Comment 7 Kilian Cavalotti 2016-09-16 12:57:07 MDT
(In reply to Alejandro Sanchez from comment #6)
> Just 'sinfo' just before the submission and the whole request/batch script
> with the parameters you are using for the job submission. Let's see if I'm
> able to reproduce with this and then be able to work on the problem.

Mmmh, I can't seem to be ab;e to replicate the issue right now.

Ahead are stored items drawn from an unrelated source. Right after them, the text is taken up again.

PR #173, opened 2024-03-20
fix: update HAProxy UP check to use HAProxy Data Plane API

### LINKED ISSUE #169: HAProxy UP check is unreliable
Currently HAProxy status is checked using the log. However, it often fails to log the message because probably it gives up retrying....Also if HAProxy is restarted, it looses the logs and does not output the line `Server be_servers/server1 is UP` consistently (See https://github.com/hashgraph/solo/blob/c6474de87a2f1a14fd393a9cbe614f606ebbf3fc/src/commands/node.mjs#L557). 

As a result, `solo` fails to report if node start was successful.

My initial solution was to restart HAProxy, however even after manually restarting, it didn't solve the issue as HAProxy didn't output the log message `Server be_servers/server1 is UP` although sdk was able to invoke transactions. When I viewed `/stats`, it did report that node was up.

We need to figure out a reliable way to check if HAProxy is UP or not. Not sure if we can use the HAProxy `/stats` endpoint?, or use hedera-sdk to poll? 

Notes:
- If you would like to view the `/stats` endpoint, it is a bit complicated as below
  - Expose port 9090 of the HAProxy service (e.g. `haproxy-node0-svc`)
  - Open the corresponding configmap and at the bottom you will find the `auth` block separated by `:`. First part is username and the second part is the password.
  - Go to `localhost:9090/stats` and when prompted enter the username and password.

jeromy-cannon:
## Description

* update HAProxy UP check to use HAProxy Data Plane API

### Related Issues

* Closes #169
* Relates to https://github.com/hashgraph/full-stack-testing/pull/809

### DIFF
--- a/src/commands/node.mjs
+++ b/src/commands/node.mjs
@@ -656,7 +656,7 @@ export class NodeCommand extends BaseCommand {
           for (const nodeId of ctx.config.nodeIds) {
             subTasks.push({
               title: `Check proxy for node: ${chalk.yellow(nodeId)}`,
-              task: async () => await self.checkNetworkNodeProxyUp(ctx.config.namespace, nodeId, localPort++)
+              task: async () => await self.checkNetworkNodeProxyUp(nodeId, localPort++)
             })
           }
 
@@ -688,14 +688,13 @@ export class NodeCommand extends BaseCommand {
 
   /**
    * Check if the network node proxy is up, requires close() to be called after
-   * @param namespace the namespace
    * @param nodeId the node id
    * @param localPort the local port to forward to
    * @param maxAttempts the maximum number of attempts
    * @param delay the delay between attempts
    * @returns {Promise<boolean>} true if the proxy is up
    */
-  async checkNetworkNodeProxyUp (namespace, nodeId, localPort, maxAttempts = 10, delay = 5000) {
+  async checkNetworkNodeProxyUp (nodeId, localPort, maxAttempts = 10, delay = 5000) {
     const podArray = await this.k8.getPodsByLabel([`app=haproxy-${nodeId}`, 'fullstack.hedera.com/type=haproxy'])
 
     let attempts = 0
--- a/src/commands/node.mjs
+++ b/src/commands/node.mjs
@@ -696,12 +696,12 @@ export class NodeCommand extends BaseCommand {
    * @returns {Promise<boolean>} true if the proxy is up
    */
   async checkNetworkNodeProxyUp (namespace, nodeId, localPort, maxAttempts = 10, delay = 5000) {
-    const podArray = await this.k8.getPodsByLabel(namespace, [`app=haproxy-${nodeId}`, 'fullstack.hedera.com/type=haproxy'])
+    const podArray = await this.k8.getPodsByLabel([`app=haproxy-${nodeId}`, 'fullstack.hedera.com/type=haproxy'])
 
     let attempts = 0
     if (podArray.length > 0) {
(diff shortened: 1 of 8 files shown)


src/core/k8.mjs
```diff
@@ -197,14 +197,14 @@ export class K8 {
 
   /**
    * Get pods by labels
+   * @param namespace the namespace of the pods
    * @param labels list of labels
    * @return {Promise<Array<V1Pod>>}
    */
-  async getPodsByLabel (labels = []) {
-    const ns = this._getNamespace()
+  async getPodsByLabel (namespace, labels = []) {
```
leninmehedy, line 204: Not sure we need to pass namespace in the k8 function since k8 instances picks it from configManager. So as long as configManager is up-to-date, it should work.

src/core/k8.mjs
```diff
@@ -661,19 +661,45 @@ export class K8 {
    * @param podName pod name
    * @param localPort local port
    * @param podPort port of the pod
+   * @param namespace namespace of the pod (optional)
    */
-  async portForward (podName, localPort, podPort) {
-    const ns = this._getNamespace()
+  async portForward (podName, localPort, podPort, namespace = null) {
+    const ns = namespace || this._getNamespace()
```
leninmehedy, line 667: same comment on passing the namespace as above.

src/commands/node.mjs
```diff
@@ -664,45 +680,48 @@ export class NodeCommand extends BaseCommand {
...
+  /**
+   * Check if the network node proxy is up, requires close() to be called after
+   * @param namespace the namespace
+   * @param nodeId the node id
+   * @param localPort the local port to forward to
+   * @param maxAttempts the maximum number of attempts
+   * @param delay the delay between attempts
+   * @returns {Promise<boolean>} true if the proxy is up
+   */
+  async checkNetworkNodeProxyUp (namespace, nodeId, localPort, maxAttempts = 10, delay = 5000) {
```
leninmehedy, line 698: `namespace` is already in configManager and k8 has access to it. so no need to really pass it to k8.

jeromy-cannon: I needed it for overriding in the test case when I was testing locally and had it pointed to a different cluster.

src/core/k8.mjs
jeromy-cannon: same response

src/core/k8.mjs
jeromy-cannon: same response

src/commands/node.mjs
jeromy-cannon: Also, stateless/functional programming is more scalable in the long run.  The current way provides more flexibility when testing and future usage.

leninmehedy: In the test, we could just call `configManager.setFlag(flags.namespace, <namespace>)` to set new namespace. This is how other tests are testing different namespace scenario: see an example [here](https://github.com/hashgraph/solo/pull/127/files#diff-f5f3a03bb79f5baee73a5e182b7a8bd32b8c9bf587d5f52f9fc294da986e73dcR79). Let me know if that does not solve your test scenario.

leninmehedy: If we pass `namespace` in those two methods of K8, we should update the API for all methods in K8 for consistency.

jeromy-cannon: updated

leninmehedy (approved):
Thanks for this very important fix.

I guess it's ok to close the ticket, I'll reopen if it happens again.

Cheers,
-- 
Kilian
Comment 8 Alejandro Sanchez 2016-09-21 02:59:12 MDT
(In reply to Kilian Cavalotti from comment #7)
> Mmmh, I can't seem to be ab;e to replicate the issue right now. I guess it's
> ok to close the ticket, I'll reopen if it happens again.
> 
> Cheers,
> -- 
> Kilian

Ok, closing the ticket as WORKSFORME. Please reopen if you happen to reproduce this.